My focus today has been on the genesis of the SSM and on possible leverages to remedy some internal weaknesses within the mechanism. The SSM cannot still be deemed a self-contained system, but rather a part – albeit the key one – of that Banking Union which, ten years after the founding regulation of the SSM, has still not been fully completed, especially on the front of crisis management and depositors' protection. It goes without saying that no banking supervision mechanism – no matter how efficient – can extinguish the risk of banking crises, especially when considering the unending transitions to which the advanced banking sectors are subject in the digital era, as the recent collapse of some US regional banks shows. Following the further postponement of the European Deposit Insurance Scheme announced by the Euro group at its meeting of 16 June 2022, the Commission – on the basis of the outcomes of that same meeting – presented a proposal last April for a revision of the Crisis Management and Deposit Insurance framework.

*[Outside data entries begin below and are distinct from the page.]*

PR #487, opened 2023-03-31
Added directory exclusion docs page

TimGels:
Added a page to document the usage of `.ignore` files. Also included a notice about it currently not working for certain directories.

### DIFF
--- a/docs/general/server/media/excluding-directory.md
+++ b/docs/general/server/media/excluding-directory.md
@@ -1,0 +1,37 @@
+---
+uid: server-media-excluding-directory
+title: Excluding a directory
+---
+
+# Excluding a directory
+
+Directories, and their respective media files, can be excluded from the library scan. This can be achieved by placing a `.ignore` file in the directory you want to exclude. As a result, the directory, and it's subdirectories, will be excluded from being scanned and shown to the end user.
+
+:::tip
+
+When placing a `.ignore` file inside a directory, make sure to refresh/ rescan the metadata afterwards for it to be applied.
+
+:::
+
+The example given below results in the directories `Season 03` and `OST` being ignored:
+
+```txt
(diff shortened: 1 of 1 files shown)


Shadowghost (approved):

Shadowghost:
You might want to add a comment describing that adding a .ignore file after a library scan will lead to the files being removed from the library on the next scan.

TimGels:
> You might want to add a comment describing that adding a .ignore file after a library scan will lead to the files being removed from the library on the next scan.

Yea good one. I see how it can be confusing for users when they add the ignore file and expect the directories to become hidden while they still need to do a scan. I will add this tomorrow.

docs/general/server/media/excluding-directory.md
```diff
@@ -0,0 +1,37 @@
...
+    │   ├── ...
+    ├── Season 03
+    │   ├── .ignore
+    │   └── ...
+    └── OST
+        ├── .ignore
+        └── ...
+```
+
+:::note
```
nielsvanvelzen, line 33: We may want to use `:::caution` here

docs/general/server/media/excluding-directory.md
```diff
@@ -0,0 +1,37 @@
+---
+uid: server-media-excluding-directory
+title: Excluding a directory
+---
+
+# Excluding a directory
+
+Directories, and their respective media files, can be excluded from the library scan. This can be achieved by placing a `.ignore` file in the directory you want to exclude. As a result, the directory, and it's subdirectories, will be excluded from being scanned and shown to the end user.
+
+:::note
```
nielsvanvelzen, line 10: This could be a `:::tip`

nielsvanvelzen (approved):

PR #513, opened 2023-04-18
Update to .NET 7

endrl:
Just stumbled upon this


Shadowghost:
Our current stable version is still built with .NET 6 so I'd say we should wait until 10.9 comes out until we change it.

endrl:
You are right. I didn't thought about that. I just wanted to point out that build instructions don't work, as they point to master.

nielsvanvelzen:
The development page can be updated right now because the master branch is already on .NET 7. The build from source instructions actually checks out from master too (and it looks like there are a bunch of redundant steps.. we should really rewrite that page). Anyway, I believe both changes should be fine to merge before 10.9 is released.

Shadowghost (approved):

PR #527, opened 2023-05-04
Add flatpak

istori1:


src/data/downloads.tsx
```diff
@@ -151,6 +151,55 @@ sudo apt install jellyfin`}
...
+      {
+        id: 'flatpak-unstable-button',
+        name: 'Install Instructions',
+        details: (
+          <p>
+            <b>Note:</b> Only stable releases are distributed in Flathub.
+          </p>
+        )
+      }
+    ],
```
nielsvanvelzen, line 194:
```suggestion
    unstableButtons: [],
```

Leave the unstableButtons empty is there is no support for unstable builds.

src/data/downloads.tsx
```diff
@@ -151,6 +151,55 @@ sudo apt install jellyfin`}
...
+    platforms: [Platform.Linux],
+    description: 'Install Jellyfin via Flathub.',
+    stableButtons: [
+      {
+        id: 'flatpak-stable-button',
+        name: 'Install Instructions',
+        details: (
+          <>
+            <p>
+              <b>Note:</b> Make sure Flatpak and Flathub are already setup before installing.
```
nielsvanvelzen, line 169: This note seems a bit out of place, why would someone explicitly opening the flatpak instructions not have flatpak installed/setup?

nielsvanvelzen:
@thornbill right now we have the os types linux, windows, mac and docker. We might want to rename docker to "container" or something so we can add both docker and flatpak in that section. What do you think?

thornbill:
I'm inclined to think it should just be under Linux. 🤷‍♂️ afaik that is the only place where flatpaks are supported unlike docker that can run under other OSes.

nielsvanvelzen (approved):

src/data/downloads.tsx
```diff
@@ -151,6 +151,42 @@ sudo apt install jellyfin`}
...
+      {
+        id: 'flatpak-stable-button',
+        name: 'Install Instructions',
+        details: (
+          <>
+            <pre>
+              <code>{`flatpak install flathub org.jellyfin.JellyfinServer`}</code>
+            </pre>
+            <p>
+              <b>Note:</b> If you are running on an Intel GPU an adtional extension is required for HDR Tone mapping.
```
nielsvanvelzen, line 172:
```suggestion
              <b>Note:</b> If you are running on an Intel GPU an additional extension is required for HDR Tone mapping.
```

nielsvanvelzen (approved):

PR #536, opened 2023-05-17
Caddy Subpath Redirect

felix920506:
set Caddy to redirect example.com/jellyfin to example.com/jellyfin/


nielsvanvelzen:
Thanks!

On the one hand, the proposal – which takes into account many of the suggestions we voiced in recent years – definitely includes some positive elements that could ease the crisis management for small and medium-sized banks, especially insofar as it enhances the potential for Deposit Guarantee Schemes to intervene to support a transfer of assets and liabilities, both in liquidation or in resolution, and to ensure an orderly exit from the market of failing banks. On the other hand, some critical issues remain: the enlargement of the scope for resolution should be guided by the principle of proportionality, requiring an assessment of the bank's actual capacity to issue Minimum Requirements and Eligible Liabilities, which in the Commission's proposal remains the main source of funding for resolution, and the lack of financial stability exemption for addressing systemic crises, such as the one adopted to solve the recent banking crises in the United States. This is not the time to enter into the details of this very technical debate, but – in my view – it is not possible to outline the perspectives of the SSM without considering the frontiers of crisis management.

I leave these thoughts to the eminent panellists of today's conference, which is intended to be an occasion to celebrate a decade in which legal challenges have mostly been successfully overcome, but also to openly discuss the many steps that still await the future generations of colleagues working for and within the EU banking supervision.